The Zener model and its main parts [26].

In previous studies, the dashpot body has generally been considered the viscous part of the model in earlier studies. In case a load is exerted on the whole model, the stress–strain response can be expressed using:

$${\sigma }_1={\sigma }_2+{\sigma }_3={\sigma }_0$$ (1)

$${\sigma }_1\left(t\right)=E_1{\epsilon }_1\left(t\right)$$ (2)

$${\sigma }_3\left(t\right)=E_3{\epsilon }_3\left(t\right)$$ (3)

$${\epsilon }_3\left(t\right)={\epsilon }_2\left(t\right)$$ (4)

where ${\sigma }_0$ denotes the total stress generated by the applied load; ${\sigma }_1$, ${\sigma }_2$, and ${\sigma }_3$ denote the stresses in the elastic spring body $E_1$, the Koeller dashpot body ${\eta }_2$, and the elastic spring body $E_3$, respectively; ${\epsilon }_1$, ${\epsilon }_2$, and ${\epsilon }_3$ denote the corresponding strains in these components.
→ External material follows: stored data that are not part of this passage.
PR #2687, opened 2025-01-28
Remove rgw default zone and realm

fmount:
We don't test `RGW` `multisite` in `OpenStack`. From `Squid+` a default realm is not deployed anymore, resulting in `RGW` deployment failures. This patch removes both default realm and zone from the `RGW` spec.


silvacarloss:
/lgtm
Thank you Francesco

fmount:
recheck

fmount:
recheck

fmount:
Reopened here: https://github.com/openstack-k8s-operators/ci-framework/pull/2876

The stress–strain relation of elastic spring bodies is established as shown in Equations (3) and (4). But with the dashpot, no universal definition exists that could be used to express the relationship. This relationship is traditionally defined as follows:

$${\sigma }_2\left(t\right)={\eta }_2{\displaystyle \frac{d{\epsilon }_2\left(t\right)}{dt}}$$ (5)

where ${\eta }_2$ is the viscosity coefficient of the model. Consequently, the response strain under a given stress ${\sigma }_0$ can be expressed as:

$${\epsilon }_1\left(\mathrm{t}\right)={\displaystyle \frac{{\sigma }_0}{E_1}}$$ (6)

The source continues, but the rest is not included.